Top of EXTRACTED MATERIAL

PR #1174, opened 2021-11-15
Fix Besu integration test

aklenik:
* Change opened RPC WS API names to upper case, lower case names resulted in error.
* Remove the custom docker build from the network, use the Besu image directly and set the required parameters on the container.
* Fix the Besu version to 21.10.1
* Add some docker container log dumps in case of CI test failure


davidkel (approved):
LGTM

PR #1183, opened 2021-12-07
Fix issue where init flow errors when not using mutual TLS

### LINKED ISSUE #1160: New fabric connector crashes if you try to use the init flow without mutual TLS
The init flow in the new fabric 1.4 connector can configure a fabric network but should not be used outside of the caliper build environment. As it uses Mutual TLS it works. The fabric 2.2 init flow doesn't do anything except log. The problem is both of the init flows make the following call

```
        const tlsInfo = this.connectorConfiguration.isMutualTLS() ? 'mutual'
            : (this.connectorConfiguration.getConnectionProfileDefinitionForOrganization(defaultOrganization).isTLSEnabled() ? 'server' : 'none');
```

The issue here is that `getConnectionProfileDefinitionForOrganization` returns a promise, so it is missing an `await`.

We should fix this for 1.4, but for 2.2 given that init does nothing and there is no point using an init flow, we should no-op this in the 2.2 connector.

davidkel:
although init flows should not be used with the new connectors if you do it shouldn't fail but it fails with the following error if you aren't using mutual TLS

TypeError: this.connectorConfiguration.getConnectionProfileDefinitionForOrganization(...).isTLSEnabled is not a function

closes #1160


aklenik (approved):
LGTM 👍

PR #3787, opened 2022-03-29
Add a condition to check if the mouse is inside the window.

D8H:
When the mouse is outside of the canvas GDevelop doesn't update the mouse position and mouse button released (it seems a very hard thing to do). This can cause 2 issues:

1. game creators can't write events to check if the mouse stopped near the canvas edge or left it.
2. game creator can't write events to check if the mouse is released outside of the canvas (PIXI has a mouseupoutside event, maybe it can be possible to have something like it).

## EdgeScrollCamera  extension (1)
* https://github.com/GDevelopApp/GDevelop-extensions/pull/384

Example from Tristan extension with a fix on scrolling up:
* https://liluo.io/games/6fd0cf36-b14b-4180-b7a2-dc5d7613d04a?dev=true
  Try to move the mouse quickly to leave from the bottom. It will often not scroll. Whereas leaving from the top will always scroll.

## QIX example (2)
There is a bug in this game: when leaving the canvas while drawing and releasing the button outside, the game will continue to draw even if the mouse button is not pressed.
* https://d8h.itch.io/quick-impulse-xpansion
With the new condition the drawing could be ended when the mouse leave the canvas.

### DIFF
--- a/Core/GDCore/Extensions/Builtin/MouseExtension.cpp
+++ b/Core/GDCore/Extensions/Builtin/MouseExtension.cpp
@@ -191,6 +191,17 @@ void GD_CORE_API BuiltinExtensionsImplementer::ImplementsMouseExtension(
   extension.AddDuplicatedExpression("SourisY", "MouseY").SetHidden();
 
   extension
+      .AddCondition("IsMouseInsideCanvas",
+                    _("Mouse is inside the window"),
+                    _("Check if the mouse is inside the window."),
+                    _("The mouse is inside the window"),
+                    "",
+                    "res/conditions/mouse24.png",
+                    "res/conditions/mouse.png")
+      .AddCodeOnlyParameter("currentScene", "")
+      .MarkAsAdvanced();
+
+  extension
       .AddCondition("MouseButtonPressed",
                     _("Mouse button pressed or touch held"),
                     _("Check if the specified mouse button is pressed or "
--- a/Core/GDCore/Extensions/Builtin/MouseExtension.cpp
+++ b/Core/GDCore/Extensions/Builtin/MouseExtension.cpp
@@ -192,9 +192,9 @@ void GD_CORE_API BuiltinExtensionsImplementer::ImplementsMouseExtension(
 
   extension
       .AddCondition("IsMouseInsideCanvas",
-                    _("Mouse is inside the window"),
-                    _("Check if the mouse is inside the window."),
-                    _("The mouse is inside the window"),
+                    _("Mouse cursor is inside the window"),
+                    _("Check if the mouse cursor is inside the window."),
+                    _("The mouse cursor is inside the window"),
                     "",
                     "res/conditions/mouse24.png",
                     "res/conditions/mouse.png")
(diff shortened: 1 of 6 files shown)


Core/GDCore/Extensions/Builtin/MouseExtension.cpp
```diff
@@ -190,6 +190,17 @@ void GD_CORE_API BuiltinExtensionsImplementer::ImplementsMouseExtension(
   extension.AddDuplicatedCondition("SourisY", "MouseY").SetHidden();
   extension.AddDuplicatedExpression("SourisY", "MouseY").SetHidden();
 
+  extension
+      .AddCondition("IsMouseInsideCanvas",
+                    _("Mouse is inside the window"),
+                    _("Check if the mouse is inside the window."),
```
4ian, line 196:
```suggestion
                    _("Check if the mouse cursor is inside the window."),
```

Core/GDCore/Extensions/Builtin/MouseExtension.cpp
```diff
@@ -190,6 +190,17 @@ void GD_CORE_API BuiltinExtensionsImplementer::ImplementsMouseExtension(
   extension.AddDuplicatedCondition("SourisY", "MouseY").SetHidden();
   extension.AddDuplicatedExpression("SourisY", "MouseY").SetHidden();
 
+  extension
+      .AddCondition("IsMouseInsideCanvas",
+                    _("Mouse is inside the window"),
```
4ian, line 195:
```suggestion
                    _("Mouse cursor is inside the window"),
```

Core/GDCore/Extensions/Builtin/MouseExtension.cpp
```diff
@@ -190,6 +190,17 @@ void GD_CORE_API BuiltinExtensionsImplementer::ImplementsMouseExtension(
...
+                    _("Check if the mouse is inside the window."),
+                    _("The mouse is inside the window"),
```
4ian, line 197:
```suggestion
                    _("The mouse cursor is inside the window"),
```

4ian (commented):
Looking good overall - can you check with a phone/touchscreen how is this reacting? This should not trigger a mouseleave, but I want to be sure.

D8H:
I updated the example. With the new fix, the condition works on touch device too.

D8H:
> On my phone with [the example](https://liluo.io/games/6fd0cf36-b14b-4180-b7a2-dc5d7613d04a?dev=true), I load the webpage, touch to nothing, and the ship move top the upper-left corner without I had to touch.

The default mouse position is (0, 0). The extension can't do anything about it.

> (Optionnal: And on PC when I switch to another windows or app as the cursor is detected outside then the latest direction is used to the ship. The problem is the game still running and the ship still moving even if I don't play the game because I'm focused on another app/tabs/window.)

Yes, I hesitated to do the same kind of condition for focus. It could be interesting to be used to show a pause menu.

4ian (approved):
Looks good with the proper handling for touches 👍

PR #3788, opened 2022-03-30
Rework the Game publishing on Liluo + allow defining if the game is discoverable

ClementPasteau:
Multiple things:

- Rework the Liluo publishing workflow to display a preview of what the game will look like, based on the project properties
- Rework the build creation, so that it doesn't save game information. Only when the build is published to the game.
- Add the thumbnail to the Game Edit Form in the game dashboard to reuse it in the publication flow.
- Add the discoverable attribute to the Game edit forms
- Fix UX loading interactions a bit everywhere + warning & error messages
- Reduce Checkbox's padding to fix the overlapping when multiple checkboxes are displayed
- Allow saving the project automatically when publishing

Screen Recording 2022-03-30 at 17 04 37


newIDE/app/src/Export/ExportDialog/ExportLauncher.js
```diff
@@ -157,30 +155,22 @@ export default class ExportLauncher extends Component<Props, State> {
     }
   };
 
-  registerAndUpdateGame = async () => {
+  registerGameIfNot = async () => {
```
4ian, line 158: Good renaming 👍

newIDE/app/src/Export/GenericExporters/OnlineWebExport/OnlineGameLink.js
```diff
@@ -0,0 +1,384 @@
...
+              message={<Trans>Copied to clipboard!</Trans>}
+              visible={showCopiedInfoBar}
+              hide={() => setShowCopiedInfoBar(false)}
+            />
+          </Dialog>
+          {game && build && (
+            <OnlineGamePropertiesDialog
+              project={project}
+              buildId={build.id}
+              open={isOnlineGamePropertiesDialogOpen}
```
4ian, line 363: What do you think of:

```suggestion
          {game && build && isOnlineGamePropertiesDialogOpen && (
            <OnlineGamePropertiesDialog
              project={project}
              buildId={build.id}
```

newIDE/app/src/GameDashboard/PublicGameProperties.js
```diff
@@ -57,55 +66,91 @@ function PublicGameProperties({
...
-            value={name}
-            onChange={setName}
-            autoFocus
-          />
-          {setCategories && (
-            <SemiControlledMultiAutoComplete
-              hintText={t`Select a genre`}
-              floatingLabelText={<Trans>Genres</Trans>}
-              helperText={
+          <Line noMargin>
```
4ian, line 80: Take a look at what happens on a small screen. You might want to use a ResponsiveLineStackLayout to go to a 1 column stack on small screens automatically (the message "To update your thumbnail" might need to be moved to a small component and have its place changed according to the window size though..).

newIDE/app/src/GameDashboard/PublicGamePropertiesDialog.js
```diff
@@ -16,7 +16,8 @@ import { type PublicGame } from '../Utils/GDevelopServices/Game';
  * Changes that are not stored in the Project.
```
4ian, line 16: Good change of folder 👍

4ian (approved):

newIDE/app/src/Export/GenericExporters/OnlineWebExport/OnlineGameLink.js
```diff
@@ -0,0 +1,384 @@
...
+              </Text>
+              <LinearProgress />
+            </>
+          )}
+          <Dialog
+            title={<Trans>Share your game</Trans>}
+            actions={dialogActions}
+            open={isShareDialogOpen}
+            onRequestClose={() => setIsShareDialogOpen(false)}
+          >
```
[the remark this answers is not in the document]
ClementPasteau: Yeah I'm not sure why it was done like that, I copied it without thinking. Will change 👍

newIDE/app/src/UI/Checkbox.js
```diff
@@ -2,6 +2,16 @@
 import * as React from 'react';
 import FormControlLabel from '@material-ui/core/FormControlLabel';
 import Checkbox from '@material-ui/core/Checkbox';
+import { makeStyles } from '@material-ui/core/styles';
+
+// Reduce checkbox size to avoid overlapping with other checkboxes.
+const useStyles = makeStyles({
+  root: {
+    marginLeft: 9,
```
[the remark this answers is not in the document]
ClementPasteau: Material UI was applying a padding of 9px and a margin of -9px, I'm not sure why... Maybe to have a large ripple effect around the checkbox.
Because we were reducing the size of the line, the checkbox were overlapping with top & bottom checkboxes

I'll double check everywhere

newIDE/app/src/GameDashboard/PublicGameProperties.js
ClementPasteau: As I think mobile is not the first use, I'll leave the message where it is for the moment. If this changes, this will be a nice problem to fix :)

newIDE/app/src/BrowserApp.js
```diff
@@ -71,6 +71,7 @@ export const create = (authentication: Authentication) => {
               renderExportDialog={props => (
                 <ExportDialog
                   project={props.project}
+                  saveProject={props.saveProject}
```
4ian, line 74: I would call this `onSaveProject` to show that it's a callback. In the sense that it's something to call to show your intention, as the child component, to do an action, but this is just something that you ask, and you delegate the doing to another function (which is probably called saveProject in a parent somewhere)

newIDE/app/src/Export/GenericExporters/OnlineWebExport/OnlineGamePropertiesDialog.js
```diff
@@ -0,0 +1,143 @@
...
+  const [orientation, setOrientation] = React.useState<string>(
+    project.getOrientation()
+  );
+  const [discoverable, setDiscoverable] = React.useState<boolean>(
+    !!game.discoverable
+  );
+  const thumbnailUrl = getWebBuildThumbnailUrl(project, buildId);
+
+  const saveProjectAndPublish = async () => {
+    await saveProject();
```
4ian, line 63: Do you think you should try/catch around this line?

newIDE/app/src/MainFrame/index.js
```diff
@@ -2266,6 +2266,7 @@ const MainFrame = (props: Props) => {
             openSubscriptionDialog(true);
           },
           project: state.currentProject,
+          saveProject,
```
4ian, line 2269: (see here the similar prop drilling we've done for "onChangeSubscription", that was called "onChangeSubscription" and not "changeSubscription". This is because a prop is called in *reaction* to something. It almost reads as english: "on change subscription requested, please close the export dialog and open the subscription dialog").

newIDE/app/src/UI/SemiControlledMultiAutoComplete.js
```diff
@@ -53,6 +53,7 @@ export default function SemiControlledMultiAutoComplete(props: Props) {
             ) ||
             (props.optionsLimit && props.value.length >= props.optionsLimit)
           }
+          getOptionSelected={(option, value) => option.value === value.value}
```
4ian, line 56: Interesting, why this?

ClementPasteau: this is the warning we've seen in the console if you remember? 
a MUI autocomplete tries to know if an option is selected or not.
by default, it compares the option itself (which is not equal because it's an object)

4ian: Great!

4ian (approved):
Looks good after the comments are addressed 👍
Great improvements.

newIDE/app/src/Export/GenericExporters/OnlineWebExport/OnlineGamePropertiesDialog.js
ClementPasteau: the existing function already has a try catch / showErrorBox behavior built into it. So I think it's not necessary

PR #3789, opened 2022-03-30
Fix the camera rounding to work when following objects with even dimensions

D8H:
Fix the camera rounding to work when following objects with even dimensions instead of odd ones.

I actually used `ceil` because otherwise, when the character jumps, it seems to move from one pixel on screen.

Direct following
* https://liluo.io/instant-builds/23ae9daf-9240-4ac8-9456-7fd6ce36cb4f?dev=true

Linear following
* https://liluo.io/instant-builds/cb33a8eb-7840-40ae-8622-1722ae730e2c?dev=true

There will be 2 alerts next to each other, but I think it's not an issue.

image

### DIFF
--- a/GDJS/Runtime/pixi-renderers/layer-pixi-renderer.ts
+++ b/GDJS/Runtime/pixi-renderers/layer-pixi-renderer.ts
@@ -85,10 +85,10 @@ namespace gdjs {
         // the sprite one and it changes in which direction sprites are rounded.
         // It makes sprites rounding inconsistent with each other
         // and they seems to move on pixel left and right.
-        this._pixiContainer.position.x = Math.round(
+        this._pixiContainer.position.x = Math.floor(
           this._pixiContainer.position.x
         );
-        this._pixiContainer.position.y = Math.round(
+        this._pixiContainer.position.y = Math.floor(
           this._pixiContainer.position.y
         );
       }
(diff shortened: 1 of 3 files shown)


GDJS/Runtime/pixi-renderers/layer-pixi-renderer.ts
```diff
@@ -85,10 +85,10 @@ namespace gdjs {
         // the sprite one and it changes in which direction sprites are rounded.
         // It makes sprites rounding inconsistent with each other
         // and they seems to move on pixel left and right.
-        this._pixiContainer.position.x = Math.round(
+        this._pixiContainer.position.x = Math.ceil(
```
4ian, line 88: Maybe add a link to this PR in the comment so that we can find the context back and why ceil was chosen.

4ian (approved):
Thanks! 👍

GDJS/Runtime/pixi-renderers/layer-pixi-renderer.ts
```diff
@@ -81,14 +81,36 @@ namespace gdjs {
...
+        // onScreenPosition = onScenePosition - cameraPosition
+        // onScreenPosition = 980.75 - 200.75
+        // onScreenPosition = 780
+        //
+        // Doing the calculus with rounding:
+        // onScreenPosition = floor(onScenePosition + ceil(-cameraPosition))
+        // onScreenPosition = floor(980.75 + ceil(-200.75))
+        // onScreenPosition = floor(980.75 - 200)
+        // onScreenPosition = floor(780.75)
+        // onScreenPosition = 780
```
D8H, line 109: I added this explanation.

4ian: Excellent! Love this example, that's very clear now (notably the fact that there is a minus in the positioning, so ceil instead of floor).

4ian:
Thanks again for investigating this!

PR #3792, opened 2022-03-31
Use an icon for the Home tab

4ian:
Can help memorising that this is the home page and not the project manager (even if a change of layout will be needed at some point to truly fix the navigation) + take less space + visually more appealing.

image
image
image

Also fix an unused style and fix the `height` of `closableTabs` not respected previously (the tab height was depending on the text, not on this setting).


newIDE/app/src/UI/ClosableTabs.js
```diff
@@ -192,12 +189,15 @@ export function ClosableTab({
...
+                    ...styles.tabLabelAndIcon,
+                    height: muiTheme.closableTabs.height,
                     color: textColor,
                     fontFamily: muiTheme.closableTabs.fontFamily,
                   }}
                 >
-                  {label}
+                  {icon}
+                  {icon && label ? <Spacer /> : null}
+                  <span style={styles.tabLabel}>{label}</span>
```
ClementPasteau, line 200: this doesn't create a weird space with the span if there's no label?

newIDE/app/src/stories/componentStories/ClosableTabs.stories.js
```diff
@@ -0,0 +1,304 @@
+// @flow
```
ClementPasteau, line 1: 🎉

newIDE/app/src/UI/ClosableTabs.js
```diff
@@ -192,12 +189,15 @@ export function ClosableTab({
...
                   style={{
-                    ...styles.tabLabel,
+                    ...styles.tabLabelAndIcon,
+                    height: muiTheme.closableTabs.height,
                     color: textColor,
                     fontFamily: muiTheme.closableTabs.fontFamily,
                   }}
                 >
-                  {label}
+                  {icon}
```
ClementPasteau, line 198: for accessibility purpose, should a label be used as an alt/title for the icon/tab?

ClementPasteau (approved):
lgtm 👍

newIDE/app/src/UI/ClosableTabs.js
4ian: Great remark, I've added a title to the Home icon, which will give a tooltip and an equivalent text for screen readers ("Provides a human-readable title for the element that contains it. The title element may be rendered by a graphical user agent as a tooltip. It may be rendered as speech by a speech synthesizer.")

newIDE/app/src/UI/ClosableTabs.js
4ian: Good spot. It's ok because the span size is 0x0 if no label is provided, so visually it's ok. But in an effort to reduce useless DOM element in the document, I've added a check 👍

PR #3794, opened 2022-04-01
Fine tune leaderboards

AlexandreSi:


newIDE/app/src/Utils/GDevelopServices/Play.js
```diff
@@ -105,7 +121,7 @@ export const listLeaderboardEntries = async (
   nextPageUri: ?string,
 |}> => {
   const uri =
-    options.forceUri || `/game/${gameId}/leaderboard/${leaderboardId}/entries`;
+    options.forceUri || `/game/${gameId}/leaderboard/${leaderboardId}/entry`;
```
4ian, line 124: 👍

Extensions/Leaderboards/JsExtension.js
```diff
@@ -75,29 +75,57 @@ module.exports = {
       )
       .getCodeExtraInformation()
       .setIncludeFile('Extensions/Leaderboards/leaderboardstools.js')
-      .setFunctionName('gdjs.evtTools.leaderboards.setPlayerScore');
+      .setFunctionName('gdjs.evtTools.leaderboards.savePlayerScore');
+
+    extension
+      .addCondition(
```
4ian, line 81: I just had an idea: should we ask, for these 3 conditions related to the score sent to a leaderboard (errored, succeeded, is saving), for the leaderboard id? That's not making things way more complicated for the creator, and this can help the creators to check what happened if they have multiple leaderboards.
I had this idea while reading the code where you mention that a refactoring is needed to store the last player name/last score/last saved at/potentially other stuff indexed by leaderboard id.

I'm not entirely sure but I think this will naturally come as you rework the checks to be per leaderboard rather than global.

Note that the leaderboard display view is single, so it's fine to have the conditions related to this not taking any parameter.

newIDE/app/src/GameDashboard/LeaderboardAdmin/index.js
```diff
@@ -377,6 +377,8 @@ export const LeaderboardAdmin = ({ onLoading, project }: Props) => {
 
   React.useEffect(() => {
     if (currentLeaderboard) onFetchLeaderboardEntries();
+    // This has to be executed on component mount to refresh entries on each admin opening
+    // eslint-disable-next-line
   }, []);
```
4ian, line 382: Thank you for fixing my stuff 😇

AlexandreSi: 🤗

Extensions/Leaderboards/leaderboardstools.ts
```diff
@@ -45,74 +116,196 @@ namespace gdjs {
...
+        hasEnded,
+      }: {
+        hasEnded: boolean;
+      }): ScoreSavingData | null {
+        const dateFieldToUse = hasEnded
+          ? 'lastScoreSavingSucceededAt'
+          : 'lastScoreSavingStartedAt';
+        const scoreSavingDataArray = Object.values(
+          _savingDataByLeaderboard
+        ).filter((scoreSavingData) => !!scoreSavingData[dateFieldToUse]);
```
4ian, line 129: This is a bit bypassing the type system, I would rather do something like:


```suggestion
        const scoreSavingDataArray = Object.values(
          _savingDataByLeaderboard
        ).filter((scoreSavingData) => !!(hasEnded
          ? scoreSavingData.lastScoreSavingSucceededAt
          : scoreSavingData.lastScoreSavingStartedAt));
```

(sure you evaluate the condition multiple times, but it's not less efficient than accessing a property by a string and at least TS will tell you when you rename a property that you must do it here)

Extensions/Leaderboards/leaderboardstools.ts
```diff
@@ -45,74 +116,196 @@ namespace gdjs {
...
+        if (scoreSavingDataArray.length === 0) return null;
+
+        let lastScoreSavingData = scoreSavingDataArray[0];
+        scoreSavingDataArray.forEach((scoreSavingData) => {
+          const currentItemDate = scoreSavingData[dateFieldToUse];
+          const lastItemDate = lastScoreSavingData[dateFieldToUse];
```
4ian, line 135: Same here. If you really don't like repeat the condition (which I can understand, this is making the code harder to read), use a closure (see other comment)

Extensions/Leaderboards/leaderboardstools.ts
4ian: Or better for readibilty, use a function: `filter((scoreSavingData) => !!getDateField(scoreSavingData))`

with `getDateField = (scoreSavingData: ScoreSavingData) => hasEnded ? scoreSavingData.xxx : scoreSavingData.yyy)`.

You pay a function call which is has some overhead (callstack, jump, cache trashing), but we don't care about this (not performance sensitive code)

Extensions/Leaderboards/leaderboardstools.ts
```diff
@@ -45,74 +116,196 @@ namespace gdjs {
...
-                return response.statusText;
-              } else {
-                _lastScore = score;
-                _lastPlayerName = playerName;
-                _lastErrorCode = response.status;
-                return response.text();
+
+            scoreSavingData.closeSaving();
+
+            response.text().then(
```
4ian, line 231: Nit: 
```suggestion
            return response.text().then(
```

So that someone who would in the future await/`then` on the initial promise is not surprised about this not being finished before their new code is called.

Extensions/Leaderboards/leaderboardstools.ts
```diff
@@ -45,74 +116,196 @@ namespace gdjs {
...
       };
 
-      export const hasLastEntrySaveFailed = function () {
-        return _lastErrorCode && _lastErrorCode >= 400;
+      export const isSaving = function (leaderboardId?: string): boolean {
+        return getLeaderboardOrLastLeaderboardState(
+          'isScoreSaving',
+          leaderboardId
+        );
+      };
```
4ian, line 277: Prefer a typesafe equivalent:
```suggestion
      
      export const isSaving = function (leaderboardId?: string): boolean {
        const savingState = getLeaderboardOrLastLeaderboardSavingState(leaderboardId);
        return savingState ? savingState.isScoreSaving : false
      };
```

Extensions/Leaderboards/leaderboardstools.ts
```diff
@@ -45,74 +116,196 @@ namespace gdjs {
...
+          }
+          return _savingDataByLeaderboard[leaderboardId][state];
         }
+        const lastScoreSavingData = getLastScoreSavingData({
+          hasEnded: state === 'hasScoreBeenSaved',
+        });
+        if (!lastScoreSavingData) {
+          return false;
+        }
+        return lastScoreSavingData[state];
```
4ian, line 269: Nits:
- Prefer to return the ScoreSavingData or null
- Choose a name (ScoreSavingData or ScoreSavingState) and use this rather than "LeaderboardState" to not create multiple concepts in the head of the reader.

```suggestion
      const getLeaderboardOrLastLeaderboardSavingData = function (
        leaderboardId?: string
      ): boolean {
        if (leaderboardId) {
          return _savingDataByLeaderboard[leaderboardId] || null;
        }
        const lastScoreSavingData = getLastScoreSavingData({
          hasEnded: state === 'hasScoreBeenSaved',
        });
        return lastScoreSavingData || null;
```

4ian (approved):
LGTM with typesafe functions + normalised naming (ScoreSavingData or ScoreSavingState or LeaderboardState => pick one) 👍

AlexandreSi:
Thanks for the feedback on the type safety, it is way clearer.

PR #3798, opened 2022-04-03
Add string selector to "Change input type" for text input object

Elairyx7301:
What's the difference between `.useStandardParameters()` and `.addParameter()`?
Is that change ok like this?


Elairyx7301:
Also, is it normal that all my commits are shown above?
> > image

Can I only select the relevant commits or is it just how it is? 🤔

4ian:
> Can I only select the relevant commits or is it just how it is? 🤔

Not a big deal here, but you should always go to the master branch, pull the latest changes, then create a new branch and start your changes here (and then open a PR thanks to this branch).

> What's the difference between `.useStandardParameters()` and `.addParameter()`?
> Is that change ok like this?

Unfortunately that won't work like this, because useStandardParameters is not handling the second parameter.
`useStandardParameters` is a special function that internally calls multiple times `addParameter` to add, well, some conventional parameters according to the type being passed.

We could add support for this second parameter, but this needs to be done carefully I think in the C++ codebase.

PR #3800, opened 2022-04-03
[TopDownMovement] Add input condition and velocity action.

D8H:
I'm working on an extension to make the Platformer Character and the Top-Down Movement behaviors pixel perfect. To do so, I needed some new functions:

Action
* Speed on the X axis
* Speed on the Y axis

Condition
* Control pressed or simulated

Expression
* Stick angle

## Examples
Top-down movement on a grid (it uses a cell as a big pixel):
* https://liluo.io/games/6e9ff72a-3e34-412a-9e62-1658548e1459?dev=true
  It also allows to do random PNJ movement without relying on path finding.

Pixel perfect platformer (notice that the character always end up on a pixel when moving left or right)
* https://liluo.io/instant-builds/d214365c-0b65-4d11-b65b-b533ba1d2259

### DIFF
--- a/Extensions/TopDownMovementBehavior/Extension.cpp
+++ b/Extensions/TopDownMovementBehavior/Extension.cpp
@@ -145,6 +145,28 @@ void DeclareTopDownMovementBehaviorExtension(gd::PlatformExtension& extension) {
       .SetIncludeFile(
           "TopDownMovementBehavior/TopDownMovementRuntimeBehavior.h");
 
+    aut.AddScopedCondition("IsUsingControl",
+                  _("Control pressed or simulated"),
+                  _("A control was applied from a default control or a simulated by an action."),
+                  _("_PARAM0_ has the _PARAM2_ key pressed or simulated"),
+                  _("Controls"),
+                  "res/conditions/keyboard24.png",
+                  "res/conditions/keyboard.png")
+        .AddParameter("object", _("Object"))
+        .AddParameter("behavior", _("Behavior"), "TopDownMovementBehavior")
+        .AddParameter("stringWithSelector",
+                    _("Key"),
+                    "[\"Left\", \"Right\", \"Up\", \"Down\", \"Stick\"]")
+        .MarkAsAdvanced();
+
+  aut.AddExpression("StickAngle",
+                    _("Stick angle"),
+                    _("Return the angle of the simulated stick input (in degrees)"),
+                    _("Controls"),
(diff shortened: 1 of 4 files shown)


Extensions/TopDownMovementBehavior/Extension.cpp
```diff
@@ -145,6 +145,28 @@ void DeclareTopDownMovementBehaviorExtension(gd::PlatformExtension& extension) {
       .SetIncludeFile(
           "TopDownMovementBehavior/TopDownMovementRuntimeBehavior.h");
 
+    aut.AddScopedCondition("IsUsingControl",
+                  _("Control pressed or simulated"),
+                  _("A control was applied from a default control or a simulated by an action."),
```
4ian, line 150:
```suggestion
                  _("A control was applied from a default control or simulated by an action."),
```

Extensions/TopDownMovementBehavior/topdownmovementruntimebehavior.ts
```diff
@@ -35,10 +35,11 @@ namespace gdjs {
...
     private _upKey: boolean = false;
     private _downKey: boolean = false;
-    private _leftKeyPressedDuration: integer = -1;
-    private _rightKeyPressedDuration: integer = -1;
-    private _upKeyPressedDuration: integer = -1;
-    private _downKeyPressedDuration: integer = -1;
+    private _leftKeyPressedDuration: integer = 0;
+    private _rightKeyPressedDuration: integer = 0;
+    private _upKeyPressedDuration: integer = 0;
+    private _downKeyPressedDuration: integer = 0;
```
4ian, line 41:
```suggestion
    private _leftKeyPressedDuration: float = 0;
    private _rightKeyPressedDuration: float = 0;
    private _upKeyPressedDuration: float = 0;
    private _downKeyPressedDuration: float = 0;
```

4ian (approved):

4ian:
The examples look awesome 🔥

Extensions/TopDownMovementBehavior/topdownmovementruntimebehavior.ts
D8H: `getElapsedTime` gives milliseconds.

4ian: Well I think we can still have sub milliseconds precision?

Bottom of EXTRACTED MATERIAL

● TASK OBJECTIVE:
Set down exactly the lines from the start of the records to the line with "resulted in error.". Include that line, and add nothing more.

● YOUR SOLUTION:
PR #1174, opened 2021-11-15
Fix Besu integration test

aklenik:
* Change opened RPC WS API names to upper case, lower case names resulted in error.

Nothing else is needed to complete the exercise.